Aspergillus spp. (A. fischeri, A. fumigatus, A. niger) known as typical in the southern regions were found in SP peatlands only.
A considerable share in fungi societies of both regions is represented by sterile mycelia. Their number is higher in northern regions. Using molecular methods we showed later that the majority of sterile forms are basidiomycetes (Grum-Grzhimaylo et al., 2016).

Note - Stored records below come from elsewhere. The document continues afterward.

PR #176, opened 2023-05-04
[Host.AzureServiceBus] Add option for replacing already defined rules in ASB subscription

ziurek:
This PR adds option `CanConsumerReplaceSubscriptionFilters` which is set to `false` by default. 
If it's `true`, then whenever any rules are already defined for ASB subscription, then SMB will replace them with newly defined ones.

Context: I observed an issue, if a subscription was defined without the rules, and after some time I decided to add some, then subscription had two rules:

- `$Default`
- and newly added rule

Expected behaviour is to remove the default one, once new rules are declared.

How to use this behaviour: set `ServiceBusTopologySettings`'s `CanConsumerReplaceSubscriptionFilters` flag to true.
Once you do it, if you defined any set of rules, they will override already exisiting ones.

NOTE: It compares already existing rules by name, so let say: if there is a rule with name `rule` and then you define new rule with name `rule` but different condition, it won't override it. To be discussed this should work like this, or rather it should compare condition as well.

Docs not yet updated.

Signed-off-by: Paweł Mazurek [ziurek0@gmail.com](mailto:ziurek0@gmail.com)

### DIFF
--- a/src/SlimMessageBus.Host.AzureServiceBus/ServiceBusTopologyService.cs
+++ b/src/SlimMessageBus.Host.AzureServiceBus/ServiceBusTopologyService.cs
@@ -38,6 +38,19 @@ public class ServiceBusTopologyService
         }
     }
 
+    private Task<Response> SwallowExceptionIfMessagingEntityNotFound(Func<Task<Response>> task)
+    {
+        try
+        {
+            return task();
+        }
+        catch (ServiceBusException e) when (e.Reason == ServiceBusFailureReason.MessagingEntityNotFound)
+        {
+            // do nothing as another service instance might have deleted entity in the meantime
+            return null;
+        }
+    }
+
     private Task<TopologyCreationStatus> TryCreateQueue(string path, bool canCreate, Action<CreateQueueOptions> action) => SwallowExceptionIfEntityExists(async () =>
     {
         if (await adminClient.QueueExistsAsync(path)) return TopologyCreationStatus.Exists;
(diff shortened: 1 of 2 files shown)


src/SlimMessageBus.Host.AzureServiceBus/ServiceBusTopologyService.cs
```diff
@@ -182,6 +184,19 @@ public async Task ProvisionTopology()
...
 
+                                    if (topologyProvisioning.CanConsumerReplaceSubscriptionFilters)
+                                    {
+                                        // Note: remove already defined rules for existing subscription
+                                        var removeRuleTasks = new List<Task<Response>>();
+                                        await foreach (var rulesPage in adminClient.GetRulesAsync(path, subscriptionName).AsPages())
+                                        {
+                                            removeRuleTasks
+                                                .AddRange(rulesPage.Values.Where(rule => !filters.Any(filter => filter.Name == rule.Name))
+                                                .Select(rule => adminClient.DeleteRuleAsync(path, subscriptionName, rule.Name)));
```
zarusz, line 195: When there are many concurrently running process instances, some of them might already delete the rule. 
Can you please wrap the DeleteRuleAsync into a try-catch in a similar way how the `SwallowExceptionIfEntityExists` is done?

ziurek: Ok, I've added this behaviour. Can you verify now?

src/SlimMessageBus.Host.AzureServiceBus/ServiceBusTopologyService.cs
```diff
@@ -38,6 +38,19 @@ private async Task<TopologyCreationStatus> SwallowExceptionIfEntityExists(Func<T
         }
     }
 
+    private Task<Response> SwallowExceptionIfMessagingEntityNotFound(Func<Task<Response>> task)
+    {
+        try
+        {
+            return task();
```
zarusz, line 45: I think we need to make this async, await to capture the ServiceBusException, otherwise it will be an AggregateTaskException.  Could you add the async/await keywords?

ziurek: Ok, I've updated the PR

Issue #223, opened 2024-03-29
[Host] CancellationToken is not included as an OnHandle method paramter


EtherZa:
Neither `IConsumer` nor `IRequestHandler` include the `CancellationToken` associated with the message context as a method parameter. 

It is accessible via `IConsumerContext` injection, but the implementation is not ideal as it breaks the facade of isolation from the message broker. Using setter injection also negates the ability to use a single consumer instance for concurrent processing.

zarusz:
I agree in general, it would be better to have CancellationToken added as part of the consumer method. 

There could also be an improvement added for concurrent consumers (`.Instances(N)` where `N > 1`) where the message processing pipeline would create N per-message scopes, rather than 1 nowadays.

In the long run, I was considering adding CancellationToken to the consumer methods in the future SMB v3. This perhaps would result in a breaking change to `IConsumer<T>`, or an additional interface that could be used.

I saw you have the PR for this feature using the [consumer without the interface](https://github.com/zarusz/SlimMessageBus/blob/master/docs/intro.md#consumer), which is a good middle-ground before v3.

zarusz:
Closed via #224

PR #224, opened 2024-03-29
[Host] Optionally include IConsumerContext and/or CancellationToken in consumer method invocation

EtherZa:
Added support for optionally including IConsumerContext and/or the CancellationToken in the consumer method invocation when supplying a type and method name. 

As the `CancellationToken` is tied to the life of the message lock, it should be readily available in the method to prematurely terminate processing when the lock is lost.

Supplying the `IConsumerContext` as an argument, as opposed to constructor or setting injection, allows for a single consumer instance where appropriate.

```cs
public class SomeConsumer
{
  public async Task MyHandleMethod(SomeMessage msg, IConsumerContext consumerContext, CancellationToken cancellationToken)
  {
    // handle the msg
  }
}
```

Please note that the order of the parameters is not important.

---
IConsumer and IRequestHandler have not been modified so as to avoid creating a breaking change. Implementation would be trivial should there be appetite to change the signatures.

Though not direct solutions to #220 and #223, the submission addresses both issues for non-IConsumer/IRequestHandler implementations.

### DIFF
--- a/src/SlimMessageBus.Host.Configuration/Builders/AbstractConsumerBuilder.cs
+++ b/src/SlimMessageBus.Host.Configuration/Builders/AbstractConsumerBuilder.cs
@@ -31,22 +31,53 @@ public abstract class AbstractConsumerBuilder : IAbstractConsumerBuilder
 
     static internal void SetupConsumerOnHandleMethod(IMessageTypeConsumerInvokerSettings invoker, string methodName = null)
     {
+        static bool ParameterMatch(IMessageTypeConsumerInvokerSettings invoker, MethodInfo methodInfo)
+        {
+            var parameters = new List<Type>(methodInfo.GetParameters().Select(x => x.ParameterType));
+
+            var requiredParameters = new[] { invoker.MessageType };
+            foreach (var parameter in requiredParameters)
+            {
+                if (!parameters.Remove(parameter))
+                {
+                    return false;
+                }
+            }
+
+            var allowedParameters = new[] { typeof(IConsumerContext), typeof(CancellationToken) };
+            foreach (var parameter in allowedParameters)
+            {
+                parameters.Remove(parameter);
+            }
+
+            if (parameters.Count != 0)
+            {
+                return false;
+            }
+
+            // ensure the method returns a Task or Task<T>
+            if (!typeof(Task).IsAssignableFrom(methodInfo.ReturnType))
+            {
+                return false;
+            }
+
+            return true;
+        }
+
         if (invoker == null) throw new ArgumentNullException(nameof(invoker));
 
         methodName ??= nameof(IConsumer<object>.OnHandle);
 
         /// See <see cref="IConsumer{TMessage}.OnHandle(TMessage)"/> and <see cref="IRequestHandler{TRequest, TResponse}.OnHandle(TRequest)"/> 
 
-        var consumerOnHandleMethod = invoker.ConsumerType.GetMethod(methodName, new[] { invoker.MessageType });
+        var consumerOnHandleMethod = invoker.ConsumerType.GetMethods(BindingFlags.Public | BindingFlags.Instance)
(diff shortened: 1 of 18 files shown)


EtherZa:
@zarusz there appears to be an issue with the SonarCloud secret

```
 The format of the analysis property sonar.token= is invalid
```

zarusz:
Yes, I believe secrets are not passed to branch builds which are from external repo clones. I will have a look when I get a chance.

zarusz:
@EtherZa I've changed the actions workflow some on master, can you please rebase your changes and push again?

src/SlimMessageBus.Host.Configuration/Builders/AbstractConsumerBuilder.cs
```diff
@@ -31,22 +33,53 @@ protected AbstractConsumerBuilder(MessageBusSettings settings, Type messageType,
 
     static internal void SetupConsumerOnHandleMethod(IMessageTypeConsumerInvokerSettings invoker, string methodName = null)
     {
+        bool ParameterMatch(MethodInfo methodInfo)
```
zarusz, line 36: Perhaps make this local func static

zarusz:
@EtherZa can you please rebase against master once more and ideally squash all your changes into 1 commit?
I am trying to tweak the build workflow so that SonarCloud and secrets for integration test infra are shared for PR coming from cloned repos. Unfortunately, that might require a couple of back and forth to get right.

I have looked at your changes - looks good!

src/SlimMessageBus.Host.Configuration/Builders/AbstractConsumerBuilder.cs
EtherZa: Done.

EtherZa:
@zarusz - No worries, I've rebased, squashed and pushed.

zarusz:
@EtherZa can you rebase once more?
I've pushed some more tweaks to build workflow.

I see that sonar cloud integrates nicely already.

After that I am happy to merge.

src/SlimMessageBus.Host/Helpers/ReflectionUtils.cs
```diff
@@ -40,6 +41,102 @@ public static T GenerateMethodCallToFunc<T>(MethodInfo method, Type instanceType
...
+    public static TDelegate GenerateMethodCallToFunc<TDelegate>(MethodInfo methodInfo, params Type[] argumentTypes)
+        where TDelegate : Delegate
+    {
+        if (methodInfo == null)
+        {
+            throw new ArgumentNullException(nameof(methodInfo));
+        }
+
+        var delegateSignature = typeof(TDelegate).GetMethod("Invoke")!;
+        var delegateReturn = delegateSignature.ReturnType;
```
zarusz, line 83: Yes, this variable seems not used.

EtherZa: Removed

EtherZa:
Rebased and pushed without the unused variable.

src/SlimMessageBus.Host.Configuration/Builders/AbstractConsumerBuilder.cs
```diff
@@ -31,22 +31,53 @@ protected AbstractConsumerBuilder(MessageBusSettings settings, Type messageType,
...
+            var allowedParameters = new[] { typeof(IConsumerContext), typeof(CancellationToken) };
+            foreach (var parameter in allowedParameters)
+            {
+                parameters.Remove(parameter);
+            }
+
+            if (parameters.Count != 0)
+            {
+                return false;
+            };
```
zarusz, line 56: Sorry, one last thing - the semicolon seems redundant

EtherZa:
Both SonarCloud issues resolved and pushed.

zarusz:
This is now merged. Thanks for your contribution @EtherZa! 
I will add this to the upcoming 2.3.0 release (soon).

EtherZa:
Thank you!

Issue #244, opened 2024-04-10
[Host.AzureServiceBus] Exception thrown when provisioning topolgy of a shared subscription


EtherZa:
When more than one consumer is configured to use the same subscription name with the Azure Service Bus transport, the `ServiceBusTopologyService` throws an exception when attempting to provision the subscription.

Sample configuration:

```cs
.Consume<AsbSample>(
    x => x.Topic("spike/slim")
        .SubscriptionName("one")
        .SubscriptionSqlFilter("CorrelationId = 'one'"))

.Consume<AsbSample2>(
    x => x.Topic("spike/slim")
        .SubscriptionName("one"))
```

Exception thrown in `ServiceBusTopologyService.ProvisionTopology()` as `x.SubscriptionName` is not unique.

![image](https://github.com/zarusz/SlimMessageBus/assets/1317506/c668a861-696d-400e-ad99-c149c5333482)

Messages are consumed, as expected, if the subscription already exists.

zarusz:
@EtherZa are you willing to adjust that and make the PR?

EtherZa:
> @EtherZa are you willing to adjust that and make the PR?

Yeah, sure. I'll see what I can whip up.

First thoughts:
1.  `ConsumerSettings` for a topic to be grouped by `SubscriptionName`.
2. All `CreateSubscriptionOptions` for the `SubscriptionName` need to be equal or throw `ConfigurationMessageBusException` if not.
3. Rules will be merged by name. Identical rules (name/filter/action) are fine; but rules with the same name but different filter criteria will throw `ConfigurationMessageBusException`.

zarusz:
Yes, the settings need to be the same otherwise it might not make sense for users to register two consumers on the same subscription.

zarusz:
Closed via #245

PR #245, opened 2024-04-11
#244: Topology provision for shared ASB subscription

EtherZa:
Resolution to exception thrown when attempting to provision topology with Azure Service Bus when multiple consumers share a single subscription.

1. `CreateSubscriptionOptions` across all consumers must be equal
2. Rules are grouped by name. Any grouped rules that are equal are treated as a single rule. Any variation on filters sharing the same name will result in aborting the topology provision.
3. @zarusz - I have added an additional `Updated` status to the `TopologyCreationStatus` enum to reflect success on updating a rule. Is this something that you favour, or should I stick with `Created`?  Do you want `Updated` added but with a value equal to `Created`?
4. An additional `ServiceBusTopologySettings` setting has been added - `CanConsumerValidateSubscriptionFilters`. The setting works as an extension to `CanConsumerCreateSubscriptionFilter` and `CanConsumerReplaceSubscriptionFilters` and allows for an extra gate to perform evaluation of the implemented subscription rules (server) and the code based subscription rules (no API calls will be made to ASB when all three are false).

Unit tests in `SlimMessageBus.Host.Test` have been set to run in series in order to avoid the race condition experienced with the library.

### DIFF
--- a/docs/provider_azure_servicebus.md
+++ b/docs/provider_azure_servicebus.md
@@ -444,6 +444,28 @@ This allows to establish ownership between services as to which one owns the top
 
 By default, all the flags are enabled (set to `true`). This is for convenience.
 
+In the case where multiple consumers share the same subscription name and topology provisioning is required, all `CreateConsumerOptions` must contain the same values for the same subscription. Filters are merged but must be equal if they use the same name.
+
+### Validation of Topology
+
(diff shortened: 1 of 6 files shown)


EtherZa:
@zarusz I've pushed the update and removed the WIP demarcation. It is on to you now :)

zarusz:
Awesome work @EtherZa!

Issue #254, opened 2024-04-26
$Default rule is not added to subscription


winiarski91:
After upgrading from version 2.2.3 to 2.3.3, we observed that the $Default rule is not being added to the subscription, leading to messages not being consumed from ASB.

zarusz:
Might be related to changes in #245.

EtherZa:
> Might be related to changes in #245.

It appears to be the case. #245 changed the flow to always delete the default rule regardless of whether there was a replacement rule or not.

PR #255 realigns the code base with the original workflow.

zarusz:
Thanks @EtherZa. I will have a look at your PR. Also started to look at it now - wanted to add more integration tests around cleaning of existing ASB topology in the tests, so that we can capture such in the future.

zarusz:
Fixed in version [2.3.4](https://www.nuget.org/packages/SlimMessageBus.Host.AzureServiceBus/2.3.4)

PR #255, opened 2024-04-28
#254: Do not delete default rule if no other rule exists

EtherZa:
Bug in #245 resulted in the default rule of a subscription being deleted on creation regardless as to where there was a rule to replace it or not.

PR returns to the original flow where the default rule will only be deleted if the subscription has just been created and there are alternate rules to apply.


zarusz:
@EtherZa I think some more checks are missing further down and the int test is failing. However, I've also made progress on my own fix in #257. Can we use that other PR for the resolution of the bug, please? There is more extras I've added on the way.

The fact is that the absence of some species in the samples could be explained by the low number of samples or by other methodological errors. For example, the absence of Trichoderma spp. in WSBS samples was quite surprising. In the following years we consistently discovered T. piluliferum, T. polysporum, T. harzianum, T. viride in WSBS peatlands.
We assume that the detected tendency of the increasing diversity and the abundance of Oidiodendron spp., psychrotolerant and entomopathogenic fungal species (Geomyces pannorum, Tolypocladium spp., Beauveria spp.) as well as the proportion of sterile forms in the northern area is clear.
Acknowledgements
The work was supported by the research grant RFBF No. 15-29-02553 and RSF grant No. 14-50-00029 (the cultivation and collection of the fungi, Grum-Grzhimaylo; identification of fungi, Bilanenko). The work on collecting samples of peatlands was supported by the Program of Government jobs, parts 2 no. 01 10 (№ АААА-А16-116021660088-9).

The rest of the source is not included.